Issue #477, opened 2021-04-29
Metrics plugin


rogeralsing:
Port the metrics plugin from .NET to Go.
We need to find a stable abstraction for metrics that we can use to for this

rogeralsing:
Open Telemetry?
https://github.com/open-telemetry/opentelemetry-go

rogeralsing:
Very much related to https://github.com/AsynkronIT/protoactor-go/issues/466

rogeralsing:
https://github.com/AsynkronIT/protoactor-dotnet/tree/dev/src/Proto.Actor/Metrics

DamnWidget:
I am a bit confused about the wording used in this issue. Shall the OpenTelemetry support be implemented as an implementation of the `plugin.plugin` interface (thus using MiddleWare) or like in the DotNet version (directly filling the instruments in the specific relevant code)?

PR #529, opened 2021-11-28
Metrics plugin addition, solves #477

DamnWidget:
# Abstract
Adds OpenTelemetry support for protoactor-go

## Details
* Mimics .NET implementation
* Metrics live as an Extension for the ActorSystem
* Uses generic OpenTelemetry meters and instrumentation abstractions
* Must be opt-in using `WithDefaultPrometheusProvider` or custom `WithMetricsProviders` 
* Can be used with any provider that implements the OpenTelemetry exporter interface
* Added examples for both Prometheus and Custom provider on `_examples`

Solves #477


rogeralsing:
This is amazingly good! merging

PR #574, opened 2022-02-25
[DO NOT MERGE YET] fix: pass Watch system message to inner.ReceiveDefault

DamnWidget:
# Abstract 

The protoc-gen-gograin boilerplate generation swallows any `SystemMessage`'s that comes to the grains, this is fine in the traditional sense of the grain lifecycle being already managed but in some situations, like with the `Watch` message we might be interested in handle the message in the inner implementation

## (partial?) Solution

I added a small conditional to send the `actor.Watch` and `actor.Unwatch` events to the inner implementation `ReceiveDefault` hook method. We might be interested in also pass other system messages.

## Backward compatibility

The change is backward compatible in the sense that no code built with older versions of `protoc-gen-gograin` is gonna stop working, simply, grain inner implementations that have been compiled with older version boilerplate code will not catch Watch and Unwatch at all that will be completely fine

### DIFF
--- a/protobuf/protoc-gen-gograinv2/template.go
+++ b/protobuf/protoc-gen-gograinv2/template.go
@@ -116,11 +116,12 @@ func (a *{{ $service.Name }}Actor) Receive(ctx actor.Context) {
 		ctx.Poison(ctx.Self())
 
 	case actor.AutoReceiveMessage: // pass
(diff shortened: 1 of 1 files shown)


DamnWidget:
There is something else going on here, I am closing this PR for now while I get some time to investigate the issue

» EXERCISE DIRECTIONS:
Could you print every record above exactly as it appears?

» RESPONSE TO THIS TASK:
Issue #477, opened 2021-04-29
Metrics plugin


rogeralsing:
Port the metrics plugin from .NET to Go.
We need to find a stable abstraction for metrics that we can use to for this

rogeralsing:
Open Telemetry?
https://github.com/open-telemetry/opentelemetry-go

rogeralsing:
Very much related to https://github.com/AsynkronIT/protoactor-go/issues/466

rogeralsing:
https://github.com/AsynkronIT/protoactor-dotnet/tree/dev/src/Proto.Actor/Metrics

DamnWidget:
I am a bit confused about the wording used in this issue. Shall the OpenTelemetry support be implemented as an implementation of the `plugin.plugin` interface (thus using MiddleWare) or like in the DotNet version (directly filling the instruments in the specific relevant code)?

PR #529, opened 2021-11-28
Metrics plugin addition, solves #477

DamnWidget:
# Abstract
Adds OpenTelemetry support for protoactor-go

## Details
* Mimics .NET implementation
* Metrics live as an Extension for the ActorSystem
* Uses generic OpenTelemetry meters and instrumentation abstractions
* Must be opt-in using `WithDefaultPrometheusProvider` or custom `WithMetricsProviders` 
* Can be used with any provider that implements the OpenTelemetry exporter interface
* Added examples for both Prometheus and Custom provider on `_examples`

Solves #477


rogeralsing:
This is amazingly good! merging

PR #574, opened 2022-02-25
[DO NOT MERGE YET] fix: pass Watch system message to inner.ReceiveDefault

DamnWidget:
# Abstract 

The protoc-gen-gograin boilerplate generation swallows any `SystemMessage`'s that comes to the grains, this is fine in the traditional sense of the grain lifecycle being already managed but in some situations, like with the `Watch` message we might be interested in handle the message in the inner implementation

## (partial?) Solution

I added a small conditional to send the `actor.Watch` and `actor.Unwatch` events to the inner implementation `ReceiveDefault` hook method. We might be interested in also pass other system messages.

## Backward compatibility

The change is backward compatible in the sense that no code built with older versions of `protoc-gen-gograin` is gonna stop working, simply, grain inner implementations that have been compiled with older version boilerplate code will not catch Watch and Unwatch at all that will be completely fine

### DIFF
--- a/protobuf/protoc-gen-gograinv2/template.go
+++ b/protobuf/protoc-gen-gograinv2/template.go
@@ -116,11 +116,12 @@ func (a *{{ $service.Name }}Actor) Receive(ctx actor.Context) {
 		ctx.Poison(ctx.Self())
 
 	case actor.AutoReceiveMessage: // pass
(diff shortened: 1 of 1 files shown)


DamnWidget:
There is something else going on here, I am closing this PR for now while I get some time to investigate the issue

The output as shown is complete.